[[ Records provided open ]]

PR #1057, opened 2026-08-16
[DO NOT MERGE — review] develop-v2: the Pithead OS appliance distribution

VijitSingh97:
**This PR is for review, not for merging on green.** It carries the whole appliance distribution — 407 commits, 137 files, two thirds of it `os/` — and the operator merges it after reading, not CI.

> **Do not merge while #1062 is open.** The analysis below found a confirmed data-loss defect: the appliance reformats a `/data` partition that a standard `e2fsck` recovers intact, destroying wallets, Tor onion keys and chains, and returning the box looking factory-fresh. Reproduced end to end.

This PR raises `develop-v2` against `develop`. It carries the whole appliance distribution as one branch: the bootable image, the A/B update mechanism, the installer, the first-boot wizard, the USB media config channel and factory reset. It is a review artifact, not a merge-on-green change. CI covers the parts of the stack CI can reach, and most of the appliance surface is not one of them — the evidence that matters here comes from the KVM battery and from a manual hardware battery that has not been run yet. Read the gate list below and merge it yourself when the conditions are met.

The findings in this body come from two of the review passes, on boot/identity/storage and on the update chain. They are not the complete gap list for the branch.

## What v2 adds

v2 turns the compose stack into a machine you flash. `os/` builds a bootable image with a read-only root, an explicit `/var` overlay whose upper lives on `/data`, and two system partitions. Updates arrive as signed RAUC bundles: the image is written to the spare slot, GRUB tries it once, and `pithead-boot` commits the slot only after the stack answers a health check — a slot that never boots reverts on its own at the next power cycle. Everything that must survive an update lives on a third partition, `/data`: config, chains, wallets, Tor onion keys, the dashboard database, the machine-id and the SSH host key.

A box with no config serves the first-boot wizard. `pithead-install` copies the running image onto an internal disk with a keep / wipe-data / wipe-all choice. A FAT stick carrying a config file configures a headless box with no network step. `pithead factory-reset` arms a marker on the ESP and reinitializes `/data` on the next boot.

## What is proven, and how

Four evidence tiers, and they are not interchangeable.

[...]

Issue #833, opened 2026-08-01
Appliance update strategy: staying on top of Debian base and package updates


VijitSingh97:
## Problem / motivation

The appliance is an immutable Debian 13 box: read-only root, updates delivered only as signed A/B bundles. There is no apt on the running system and `unattended-upgrades` is architecturally off the table — **every Debian security fix reaches users only through a freshly baked image**. That makes bake cadence the patch cadence, and right now nothing watches the appliance's supply chain:

- `os/rootfs/Containerfile` (on `feat/phase2-bakery-image`) starts `FROM debian:trixie-slim` — **not digest-pinned**, unlike every `build/*` Dockerfile (#135), and **not covered by `.github/dependabot.yml`**, whose `docker` ecosystem lists only the `build/*` directories.
- The baked rootfs is **never CVE-scanned**. CI's Trivy gate (#282) covers the five stack images but not the appliance root filesystem, which additionally carries podman/netavark/systemd and friends from the Debian archive.
- Scanning is PR/push-triggered only — no scheduled run. A CVE disclosed during a quiet week (especially one fixed in the apt archive but not yet in a republished base digest, so no Dependabot PR fires) surfaces only when the next unrelated PR goes red.
- The rootfs hand-pins binaries Dependabot has no ecosystem for: `COMPOSE_VERSION`, `COSIGN_VERSION`, the RigForge ref (#821), and xmrig (built from RigForge's pin).
- The container images baked into the wizard image inherit the DIY channel's update story — but the compose-pinned third-party images (the two Tari images, `caddy`, `tecnativa/docker-socket-proxy`) are digest-pinned in `docker-compose.yml` and **also outside Dependabot's directories**, and are never scanned.

The DIY channel already has a working loop: digest pins → weekly Dependabot bumps → Trivy gate with `.trivyignore` rationale → release. The appliance needs the equivalent loop, plus a cadence policy, before phase 2 ships.

## Proposed plan

1. **Pin and track the appliance base.** Digest-pin `debian:trixie-slim` in `os/rootfs/Containerfile` and add its directory to the `docker` ecosystem in `dependabot.yml`, under the same patch/digest-only policy as the stack images (major/minor bumps stay deliberate migrations — the Debian 14 rebase is already planned in the support policy). Note Dependabot reads manifests on the default branch, so this coverage becomes live when the bakery tree merges; add a `target-branch` entry if it needs to bite earlier.
[...]

PR #1160, opened 2026-08-20
fix(ci): stop the CVE gate scanning yesterday's advisory database (#1159)

### LINKED ISSUE #1159: The CVE gate scans against a per-branch database snapshot frozen at midnight, so the same image passes and fails 40 seconds apart
The CVE gate can pass and fail on the identical image 40 seconds apart, because `trivy-action` caches the vulnerability database under a key with one-day granularity while GitHub scopes caches per ref. The first CI run of the calendar day on a given ref freezes that ref's vulnerability database for the rest of the day. Which snapshot a scan gets is a function of when that branch last started a run — not of when the scan runs.

The consequence is not "the gate is sometimes late". It is that a long-lived branch can stay green all day against advisories every other branch is already red on, and nobody can tell whether a red check means a real finding or a fresher database.

## The measurement

Two runs of `Build image (dashboard)` on 2026-08-20, 40 seconds apart:

| | run | started | debian findings | verdict |
|---|---|---|---|---|
| A | `32376011956` (PR #1057) | 13:44:44Z | 0 | pass |
| B | `32376038312` (PR #1155) | 13:45:24Z | 27 HIGH | fail |

The inputs are byte-identical. Same git trees for all three things that can change the result:

```
$ git rev-parse 28241e13:build/dashboard 64a8be4b:build/dashboard
bfb38aac66f646e1e4f35a64c24f349b82d2bcaa
bfb38aac66f646e1e4f35a64c24f349b82d2bcaa
$ git rev-parse 28241e13:.trivyignore 64a8be4b:.trivyignore
2ac1259c0ed8d1cecfa8aeccfc5295eff86ed561
2ac1259c0ed8d1cecfa8aeccfc5295eff86ed561
$ git rev-parse 28241e13:.github/workflows/ci.yml 64a8be4b:.github/workflows/ci.yml
e94e9c88727dd3837d625e4cc65f45a27d612262
e94e9c88727dd3837d625e4cc65f45a27d612262
```

Both scans report the same image to the same depth — `Detected OS family="debian" version="13.6"`, `pkg_num=101`. Neither log contains a database download; both restored one from cache. Run A reports `0` for `pithead-dashboard:ci (debian 13.6)`; run B reports `Total: 27 (HIGH: 27, CRITICAL: 0)`, every one of them `CVE-2026-53612`/`53613`/`53614` against `bsdutils`, `libblkid1`, `liblastlog2-2` and the rest of the util-linux family. Neither of those three ids was in `.trivyignore` at either commit.

## Why the two runs got different databases

`aquasecurity/trivy-action` restores the database like this ([`action.yaml` at the pinned SHA](https://github.com/aquasecurity/trivy-action/blob/ed142fd0673e97e23eac54620cfb913e5ce36c25/action.yaml#L135-L146)):

```yaml
- name: Get current date
  id: date
  run: echo "date=$(date +'%Y-%m-%d')" >> $GITHUB_OUTPUT

- name: Restore DB from cache
  if: ${{ inputs.cache == 'true' }}
  uses: actions/cache@...
  with:
    path: ${{ inputs.cache-dir }}
    key: cache-trivy-${{ steps.date.outputs.date }}
    restore-keys: cache-trivy-
```

Actions caches are immutable once written and scoped per ref, so one key name is many independent entries. On 2026-08-20 the repo held five of them:

```
$ gh api repos/.../actions/caches --jq '...'
cache-trivy-2026-08-20  ref=refs/pull/1057/merge  created=2026-08-20T00:15:58Z  size=79941422
cache-trivy-2026-08-20  ref=refs/pull/1152/merge  created=2026-08-20T04:33:16Z  size=996869443
cache-trivy-2026-08-20  ref=refs/pull/1154/merge  created=2026-08-20T13:32:52Z  size=996829593
cache-trivy-2026-08-20  ref=refs/pull/1155/merge  created=2026-08-20T13:33:48Z  size=996829518
cache-trivy-2026-08-20  ref=refs/heads/develop    created=2026-08-20T15:36:59Z  size=996866001
```

Run A restored the entry written at **00:15:58Z**, hours before the three util-linux advisories were published. Run B restored the entry written at **13:33:48Z**, after them. The key matched exactly in both cases, so neither run re-downloaded anything and neither log says a word about it.

That entry is also why PR #1057 was green all day and not just at 13:44: its `cache-trivy-2026-08-20` was created at 00:15:58Z and last read at 16:01:25Z. Every run on that ref for sixteen hours scanned against a database from a quarter past midnight. #1057 is the branch that carries the whole appliance distribution.

`restore-keys: cache-trivy-` makes the tail worse rather than better. A ref with no entry for today falls back to the newest `cache-trivy-*` it can see, which may be days old, and `trivy` then re-downloads only if the restored database's own `NextUpdate` has passed.

## Second consequence: the cache budget is gone

```
active_caches=56  total_bytes=8112959593
trivy entries: count=25  bytes=7483481927
```

7.48 GB of the repo's 8.11 GB of Actions cache — against GitHub's 10 GB limit — is near-duplicate copies of one vulnerability database, six of them at ~997 MB. Everything else in the repo is competing for the remaining 2 GB, and GitHub evicts least-recently-used entries once the limit is hit, which is one more input the gate's result depends on.

(Unexplained and separate: these entries were ~80 MB until 2026-08-19 and ~997 MB after. Worth a look, but it is not what causes the flap.)

## Proposed fix

Pass `cache: false` to both `trivy-action` call sites — `build-images` in `ci.yml`, and the rootfs scan in `os-rootfs.yml` on the appliance branch. Every scan then downloads a current database and every scan at a given moment agrees.

It is close to free. Run B spent 13.9s restoring its ~997 MB cache; a database download is ~60 MB. The trivy binary stops being cached too, which costs a few seconds per job against 7.5 GB of budget returned.

Expect the first run after the change to surface whatever the stale snapshots were hiding. That is the point, but it should be read before merging rather than after.

## Why this matters beyond one flap

A scan gate keys on the outside world, so it is the one gate that cannot be made reproducible by pinning inputs — and this repo has spent several weeks on gates that report success without having run. This one reports success against a question it asked yesterday. The failure mode it trains is the expensive one: three checks went red on 2026-08-20 with no commit to blame, and the first instinct each time was to doubt the finding.

VijitSingh97:
Closes #1159.

`trivy-action` caches the vulnerability database under `cache-trivy-$(date +%F)` with
`restore-keys: cache-trivy-`. Actions caches are immutable once written and scoped per ref, so that
one key name is many independent entries, and the first run of the calendar day on a branch freezes
that branch's database until midnight. Which snapshot a scan gets is a function of when its branch
last started a run, not of when the scan runs.

`cache: "false"` makes every scan download a current database, so two scans at the same moment
agree.

## What was run

**The flap, reproduced from the archived runs rather than from reasoning.** Two `Build image
(dashboard)` jobs 40 seconds apart on 2026-08-20:

| | run / job | started | debian findings | verdict |
|---|---|---|---|---|
| A | `32376011956` / `96447462559` | 13:44:44Z | 0 | pass |
| B | `32376038312` / `96447547610` | 13:45:24Z | `Total: 27 (HIGH: 27)` | fail |

Both logs pulled with `gh api repos/.../actions/jobs/<id>/logs`. Both report the same image to the
same depth — `Detected OS family="debian" version="13.6"`, `pkg_num=101`. Neither contains a
database download; both hit their cache key exactly.

**The inputs are byte-identical**, checked as trees rather than by reading the diff:

```
$ git rev-parse 28241e13:build/dashboard 64a8be4b:build/dashboard
bfb38aac66f646e1e4f35a64c24f349b82d2bcaa
bfb38aac66f646e1e4f35a64c24f349b82d2bcaa
$ git rev-parse 28241e13:.trivyignore 64a8be4b:.trivyignore
2ac1259c0ed8d1cecfa8aeccfc5295eff86ed561
2ac1259c0ed8d1cecfa8aeccfc5295eff86ed561
$ git rev-parse 28241e13:.github/workflows/ci.yml 64a8be4b:.github/workflows/ci.yml
e94e9c88727dd3837d625e4cc65f45a27d612262
e94e9c88727dd3837d625e4cc65f45a27d612262
```

Neither of `CVE-2026-53612`/`53613`/`53614` was in `.trivyignore` at either commit, so the pass is
not an acceptance.

**The cache entries explain which database each got**, read from the API:

```
cache-trivy-2026-08-20  ref=refs/pull/1057/merge  created=2026-08-20T00:15:58Z
cache-trivy-2026-08-20  ref=refs/pull/1155/merge  created=2026-08-20T13:33:48Z
```

Run A restored the 00:15:58Z entry — written hours before the three util-linux advisories were
published. Run B restored the 13:33:48Z entry, written after them. That entry is also why PR #1057
was green all day and not only at 13:44: created 00:15:58Z, last read 16:01:25Z.

**The cache budget, measured:** `active_caches=56 total_bytes=8112959593`, of which the 25 trivy
entries are `7483481927` — 92% of the repo's Actions cache, against GitHub's 10 GB limit, in
near-duplicate copies of one database. Six of them are ~997 MB.

**Lint:** `uvx yamllint .github/workflows/ci.yml` clean, `uvx zizmor@1.25.2 --offline
.github/workflows/` reports no findings.

## What was NOT run

- **No test, and none is being added.** `docs/dev/testing-strategy.md` fixes four tiers and none of
  them covers `.github/workflows`; the repo has no assertion over any workflow file today, and the
  existing lint tier for them is the `zizmor` job, which passes. Inventing a fifth tier for one YAML
  value would be worse than the comment that now sits above the line. If `cache: "false"` is ever
  deleted, nothing catches it — that is stated rather than papered over.
- **Not driven on a runner before opening this.** GitHub Actions cannot be run locally, so this PR's
  own five matrix jobs were the first execution. They have since run — see the verification comment
  below, which retires both risks and corrects two figures in this description.

## The two ways this could be wrong, and how to check them on this PR

1. **It may go red.** Every scan now sees a current database, so anything the stale snapshots were
   hiding surfaces on this run. That is the intended behaviour, but a red check here is a finding to
   handle, not a reason to revert.
2. **The database now downloads on every job.** If `trivy`'s registry pull is rate-limited across
   five concurrent matrix jobs, this trades a false green for a flaky red, which would be worse.
   Five clean jobs on this PR is the evidence; it has not been proven any other way. For scale: run
   B spent 13.9s restoring its ~997 MB cache, so the expected cost was near zero or negative.

## What this deliberately does not change

The gate still keys on the outside world, so it will still go red with no commit to blame — three
times on 2026-08-20 alone. That is the gate working. The weekly sweep (#833) is the channel for it.
What changes is that the gate stops disagreeing with itself, which is what made those three
reddenings read as noise.

### DIFF
--- a/.github/workflows/ci.yml
+++ b/.github/workflows/ci.yml
@@ -109,6 +109,16 @@ jobs:
       - name: Scan image for CVEs (Trivy)
         # Gate on actionable (fixable) HIGH/CRITICAL only; accepted findings live in .trivyignore.
         # Must stay green before v1.1 images publish (#282).
+        #
+        # cache: false is load-bearing (#1159). The action caches the vulnerability database under
+        # `cache-trivy-$(date +%F)`, and Actions caches are immutable and scoped per ref — so the
+        # first run of the calendar day on a branch freezes that branch's database until midnight.
+        # On 2026-08-20 the identical dashboard image passed on one branch and failed on another 40
+        # seconds apart, because one restored a snapshot written at 00:15 and the other one written
+        # at 13:33. A gate whose answer depends on when its branch last started a run is not a gate.
+        # Measured cost of downloading it every time: 108.49 MiB from mirror.gcr.io/aquasec/trivy-db
+        # in 3.3s, against the 13.9s the ~997 MB cache restore was taking. It also returns ~7.5 GB of
+        # the repo's 10 GB Actions cache budget, which was 92% near-duplicate copies of this one DB.
         uses: aquasecurity/trivy-action@ed142fd0673e97e23eac54620cfb913e5ce36c25 # v0.36.0
         with:
           image-ref: pithead-${{ matrix.service }}:ci
@@ -117,6 +127,7 @@ jobs:
           ignore-unfixed: true
           exit-code: "1"
           trivyignores: .trivyignore
+          cache: "false"
 
   hadolint:
     name: Dockerfile lint (hadolint)


VijitSingh97:
## Adversarial review + post-run verification

### The fix was verified behaviourally, not by "the checks are green"

A green run proves nothing here on its own — a `cache: "false"` that the action ignored would look
identical to one it honoured. From the dashboard job's log on this branch:

```
2026-08-20T22:25:23Z INFO [vulndb] Need to update DB
2026-08-20T22:25:23Z INFO [vulndb] Downloading vulnerability DB...
2026-08-20T22:25:23Z INFO [vulndb] Downloading artifact...  repo="mirror.gcr.io/aquasec/trivy-db:2"
                     108.49 MiB / 108.49 MiB [====] 100.00% 35.53 MiB p/s 3.3s
2026-08-20T22:25:27Z INFO [vulndb] Artifact successfully downloaded
2026-08-20T22:25:36Z INFO Detected OS  family="debian" version="13.6"
2026-08-20T22:25:36Z INFO [debian] Detecting vulnerabilities...  os_version="13" pkg_num=101
```

`Need to update DB` cannot appear if a cache had been restored. Same image as the two runs in the
description — `debian 13.6`, `pkg_num=101` — and 0 debian findings, which is now correct rather than
lucky: #1157 accepted the three util-linux ids at 15:36.

### Both stated risks are retired by that run

1. **"It may go red."** It did not. All five matrix images pass against a database downloaded
   minutes ago, so nothing was being hidden by the stale snapshots beyond what #1157 already
   accepted.
2. **"The database now downloads on every job."** The source is `mirror.gcr.io/aquasec/trivy-db:2`
   — Google's registry mirror, not GHCR and not GitHub Releases — and five concurrent jobs pulled it
   without incident. Cost is 108.49 MiB in 3.3s per job, against 13.9s to restore the ~997 MB cache.
   Faster, not slower.

The description said `~60 MB`; the real figure is 108.49 MiB. Both the description and the in-file
comment now carry the measured number.

### One review finding, raised and refuted

A review pass called the root cause wrong: both jobs hit the same key `cache-trivy-2026-08-20` yet
restored ~76 MB and ~951 MB respectively, which it read as proof that caches are **not** scoped per
ref.

That inverts the evidence. If caches were not scoped per ref there would be exactly one entry for
that key and both jobs would restore identical bytes. Two different payloads under one key name is
what per-ref scoping *predicts*, and the API says so directly — the entries carry a `ref` field:

```
cache-trivy-2026-08-20  ref=refs/pull/1057/merge  created=00:15:58Z  size=79941422   (76.2 MiB)
cache-trivy-2026-08-20  ref=refs/pull/1155/merge  created=13:33:48Z  size=996829518  (950.7 MiB)
```

Those are the review's own two numbers, to the megabyte. `restore-keys` does allow a fallback, but
to the **default branch's** caches, not to another PR's — and neither run used it: both logs say
`Cache hit for: cache-trivy-2026-08-20`, a primary-key hit.

The same pass also proposed pinning the database version instead. That is the disease, not the cure:
a CVE gate reading a pinned advisory database stops learning about new advisories entirely, which is
a permanent version of the bug being fixed here.

### What is still not covered

Nothing asserts `cache: "false"` stays. `docs/dev/testing-strategy.md` fixes four tiers and none
covers `.github/workflows`; the `zizmor` job is the only tier these files have and it does not check
inputs. The load-bearing comment above the line is the whole guard, and it is named as such.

[[ Records provided closed ]]

The problem =
Stopping at the line containing "## What v2 adds", please repeat exactly every line from the very start of the entries, that line included, and nothing more.

Answer section =
PR #1057, opened 2026-08-16
[DO NOT MERGE — review] develop-v2: the Pithead OS appliance distribution

VijitSingh97:
**This PR is for review, not for merging on green.** It carries the whole appliance distribution — 407 commits, 137 files, two thirds of it `os/` — and the operator merges it after reading, not CI.

> **Do not merge while #1062 is open.** The analysis below found a confirmed data-loss defect: the appliance reformats a `/data` partition that a standard `e2fsck` recovers intact, destroying wallets, Tor onion keys and chains, and returning the box looking factory-fresh. Reproduced end to end.

This PR raises `develop-v2` against `develop`. It carries the whole appliance distribution as one branch: the bootable image, the A/B update mechanism, the installer, the first-boot wizard, the USB media config channel and factory reset. It is a review artifact, not a merge-on-green change. CI covers the parts of the stack CI can reach, and most of the appliance surface is not one of them — the evidence that matters here comes from the KVM battery and from a manual hardware battery that has not been run yet. Read the gate list below and merge it yourself when the conditions are met.

The findings in this body come from two of the review passes, on boot/identity/storage and on the update chain. They are not the complete gap list for the branch.

## What v2 adds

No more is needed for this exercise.